Disk and Memory Space Gain
In ROOT older than v5.20/00, the branches' last basket, also known as the write basket, was always saved in the same "key" as the TTree object and was always present in memory when reading or writing.
When reading this write basket was always present in memory even if the branch was never accessed.
Starting in v5.20/00, TTree::Write closes out, compresses (when requested) and writes to disk in their own file record the write baskets of all the branches.
(This is implemented via the new function TTree::FlushBaskets, TBranch::FlushBaskets, TBranch::FlushOneBaskets)
TTree::AutoSave supports a new option "FlushBaskets" which will call FlushBaskets before saving the TTree object.
Benefits
Flushing the write baskets has several advantages:
- Reduce the file size of the TTree object (it not longer contains the last basket), improving read time of the TTree object
- Reduce memory footprint of the TTree object.
- In a TTree which "flushed" buffer, there is now usually only zero or one buffer in memory.

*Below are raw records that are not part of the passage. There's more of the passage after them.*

PR #1971, opened 2020-12-22
fix docs about running from sources

memsharded:
Comes from https://github.com/conan-io/conan/issues/8252

Running from sources docs is outdated, ``pip install -e .`` is much better

### DIFF
--- a/installation.rst
+++ b/installation.rst
@@ -132,29 +132,16 @@ Install from source
 You can run Conan directly from source code. First, you need to install Python and
 pip.
 
-Clone (or download and unzip) the git repository and install its requirements:
+Clone (or download and unzip) the git repository and install it with:
 
 .. code-block:: bash
 
-    $ git clone https://github.com/conan-io/conan.git
-    $ cd conan
-    $ pip install -r conans/requirements.txt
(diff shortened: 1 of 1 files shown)


installation.rst
```diff
@@ -132,29 +132,16 @@ Install from source
...
 
 .. code-block:: bash
 
-    $ git clone https://github.com/conan-io/conan.git
-    $ cd conan
-    $ pip install -r conans/requirements.txt
+    # clone folder name matters, to avoid imports issues
+    $ git clone https://github.com/conan-io/conan.git conan_src
+    $ cd conan_src
+    $ pip install -e .
```
danimtb, line 142: does this also install the *requirements.txt*?

SSE4: it does
(it doesn't install `requirements_dev.txt`, but it does install `requirements.txt`)

SSE4, line 142:
```suggestion
    $ python -m pip install -e .
```
I'd always recommend to use `pythom -m pip`, sometimes pip.exe belongs to the different interpreter, so it's better to use explicit

czoido (approved):

Issue #1976, opened 2021-01-07
conan_set_find_library_paths mentions CMAKE_INCLUDE_PATH twice


gerben90:
The documentation under [conan_set_find_library_paths](https://docs.conan.io/en/1.32/reference/generators/cmake.html?highlight=conan_set_find_library_paths#conan-set-find-library-paths) mentions CMAKE_INCLUDE_PATH twice:
> Sets CMAKE_INCLUDE_PATH and CMAKE_INCLUDE_PATH.

One of them should be CMAKE_LIBRARY_PATH.

gerben90:
Created a PR to fix this issue:
https://github.com/conan-io/docs/pull/1977

memsharded:
Solved by https://github.com/conan-io/docs/pull/1977, thanks!

PR #1977, opened 2021-01-07
Change duplicate entry in cmake.rst (#1976)

gerben90:


gerben90:
Created this PR to solve #1976

memsharded:
Thanks for fixing this!

This will be published when next release is out.

PR #2004, opened 2021-01-21
Make CI fail when the linkcheck of PR's fail

czoido:
We only fail the CI job if the linkcheck fails when the commit is merged to master. That avoids some spurious fails when the PR is made but is making that sometimes we do not detect broken links in the PR and after merging to master the job fails and the docs are not published. 
Temporary we could disable that check so that the PR's fail (I think it's better to fail the PR even if it's caused by spurious fails). 
IMHO in case that after the merge to master the job fails because we have spurious fails, or a link changed in between the PR was checked and the PR was merged, we should let the documentation be published and create an active alert system (slack, dashboard...) to fix the problem as soon as possible. We could also let the job fail and don't publish the docs, then through the alert system fix the problem, but my personal preference is publishing even if we have one or two links broken for a couple of hours. We should discuss the best strategy.

This PR should fail first. Then after the broken links are fixed, it should pass.

Please @uilianries, be aware that I had to put conan-community buildroot link back because the buildroot example is not merged yet on the new repo. This should be fixed when it's merged.

### DIFF
--- a/.ci/test.jenkins
+++ b/.ci/test.jenkins
@@ -32,7 +32,7 @@ node('Linux') {
         linkcheck: {
             image.inside {
                 int output = sh(script: 'make linkcheck', returnStatus: true)
-                if (output != 0 && isMaster) {
+                if (output != 0) {
                     currentBuild.result = 'FAILURE'
                     error('Stop here, linkcheck failed!')
                 }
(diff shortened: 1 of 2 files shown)


jgsogo (approved):
I'm a BIG fan of failing in the PRs. So far the Jenkins infrastructure is more robust (I haven't seen spurious failures) than the one we used to have in Travis.

PR #2006, opened 2021-01-30
[getting started] add reference to cmake section

simogasp:
Just a minor improvement.
I think it's useful to give the link to the section describing the cmake integration when mentioned in the getting started


memsharded:
Thanks!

- Previously each branch always had at least one basket in memory and usually 2 (the write basket and one read basket).
- Now only the basket of the branches actually read are loaded in memory.
- allow for the basket to be compressed and stored separated, increasing the compression factor.
Note: Calling FlushBaskets too often (either directly of via AutoSave("FlushBaskets")) can lead to unnecessary fragmentation of the ROOT file,
since it write the baskets to disk (and a new basket will be started at the next fill) whether or not the content was close to filling the basket or not.
Others
- The fast tree cloning (TTreeCloner) was enhanced to support copying in-memory TTrees (that have been save as a single key on file). This issue was preventing hadd to fast clone files containing any 'in-memory' tree.
- Re-enabled the splitting of TVector3 and of any classes starting by TVector
that is not a TVectorT.
- Fix the list of StreamerInfo stored in the TFile in the case of a slow
CloneTree, previously some of the classes whose named contained '::' and any
of the STL container names was inadvertently omitted (in case of classes
that are part of the TTree but had only a base and no member or in some
cases where it had only object data members.
-
- Prevent storing a 2nd time an object non derived from TObject in the case
where the object is both the top level object of branch and has
some of it sub-object containing a pointer back to the object. (This was
actually activated in v5.18).
-
void TBranch::DeleteBaskets(Option_t* option)
new function which loops on all branch baskets. If the file where branch buffers reside is writable, free the disk space associated to the baskets of the branch, then call Reset(). If the option contains "all", delete also the baskets for the subbranches. The branch is reset.
NOTE that this function must be used with extreme care. Deleting branch baskets
fragments the file and may introduce inefficiencies when adding new entries
in the Tree or later on when reading the Tree.
- Protect TTree::GetCurrentFile in case the current directory is gROOT.
This case may happen when a TChain calls TChain::Process and no files have been
connected to the chain yet, but a TFile has been opened meanwhile.
- Remove the calls to MapObject introduce in revision 21384 when
are unnecessary hence restoring lost performance in case where
the TTree contains many simple type (double, int, etc.)
- In TBranchElement::Streamer when writing, call ForceWriteInfo
not only for the TStreamerInfo directly concerning this branch
but also (in the case of the top level branch of a split TClonesArray
or a split STL container) call ForceWriteInfo for the class of
the value.
This omission meant that slow CloneTree was (fataly) missing in
some cases the copy of the TStreamerInfo for class that are part
part of the TTree but had only a base and no member or in
some cases where it had only object data members.
- Fix the return value of the lookup in TChainIndex
when the value searched for does not exist.